• Task requirements:
Show every line below where "journalctl" can be found.

• Supplied records:
PR #1975, opened 2023-05-27
Implemented sending logs to systemd-journald

yihuaf:
@utam0k mentioned a usecase where when test `youki` inside k8s, it is hard to track logs of each `youki` implementation. A workaround was using `bpf` tracing the syscalls. However, it would be much better to see the actual `youki` logs. This is where `journald` comes in. It is one of the common ways for linux services and application to collect logs into a central place. In this PR, we implemented a different tracing layer that sends `youki` logs to `journald`. All logs are tagged as `youki` and we can obtain the logs with `journalctl -t youki`.

Note. I am not sure how best to enable this feature. I decided to implement this as a flag `--systemd-log` on the command line. However, this is not part of the OCI spec, so I added as a youki extension in the struct. However, this may not be the best way.

Another way to implement this is through `features`.

Tag along in this PR is a small refactor of the existing logging code. This refactors the logging into using different layers where we can get ready for the opentelelmetry work.

### DIFF
--- a/crates/youki/src/main.rs
+++ b/crates/youki/src/main.rs
@@ -15,6 +15,14 @@ use crate::commands::info;
 
 use liboci_cli::{CommonCmd, GlobalOpts, StandardCmd};
 
+// Additional options that are not defined in OCI runtime-spec, but are used by Youki.
+#[derive(Parser, Debug)]
+struct YoukiExtendOpts {
+    /// Enable logging to systemd-journald
+    #[clap(long)]
+    pub systemd_log: bool,
+}
+
 // High-level commandline option definition
 // This takes global options as well as individual commands as specified in [OCI runtime-spec](https://github.com/opencontainers/runtime-spec/blob/master/runtime.md)
 // Also check [runc commandline documentation](https://github.com/opencontainers/runc/blob/master/man/runc.8.md) for more explanation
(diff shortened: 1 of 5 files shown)


utam0k (commented):
Could you write how to test?

yihuaf:
> Could you write how to test?

In one terminal, run `journalctl -f -t youki`. The `-t` means tag. We tag all the logs using `youki` tag, which we hardcoded in this PR. The `-f` means follow, so you wait on the logs as they arrive. On another terminal, run normal youki commands with `--systemd-log` flag, such as `./youki --debug --systemd-log create -b tutorial test`. You should see logs shows up in systemd log through `journalctl`.

Currently, we are exposing this feature using a flag `--systemd-log`. We may consider exposing this as a feature flag at compile time, so for k8s testing, no runtime flag needs to be added.

Give it a try first to see how you like how this prototype works currently. Note, `journalctl` itself has a lot of features, so we don't do much other than shipping the log/trace to it. For example, `journalctl` can present the log as json format, so our implementation don't need to do it.

crates/youki/src/main.rs
```diff
@@ -24,6 +32,9 @@ struct Opts {
     #[clap(flatten)]
     global: GlobalOpts,
 
+    #[clap(flatten)]
+    youki_extend: YoukiExtendOpts,
```
utam0k, line 36: I love this idea ❤️

utam0k (approved):

PR #1984, opened 2023-05-29
deprecate crossbeam since it is merged with std

yihuaf:
- crossbeam is merged into std since 1.67
- clean up a few unused dependencies


YJDoc2 (approved):
lgtm. All tests are passing, and integration tests check for hooks, so lgtm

• Answer to this exercise:
@utam0k mentioned a usecase where when test `youki` inside k8s, it is hard to track logs of each `youki` implementation. A workaround was using `bpf` tracing the syscalls. However, it would be much better to see the actual `youki` logs. This is where `journald` comes in. It is one of the common ways for linux services and application to collect logs into a central place. In this PR, we implemented a different tracing layer that sends `youki` logs to `journald`. All logs are tagged as `youki` and we can obtain the logs with `journalctl -t youki`.
In one terminal, run `journalctl -f -t youki`. The `-t` means tag. We tag all the logs using `youki` tag, which we hardcoded in this PR. The `-f` means follow, so you wait on the logs as they arrive. On another terminal, run normal youki commands with `--systemd-log` flag, such as `./youki --debug --systemd-log create -b tutorial test`. You should see logs shows up in systemd log through `journalctl`.
Give it a try first to see how you like how this prototype works currently. Note, `journalctl` itself has a lot of features, so we don't do much other than shipping the log/trace to it. For example, `journalctl` can present the log as json format, so our implementation don't need to do it.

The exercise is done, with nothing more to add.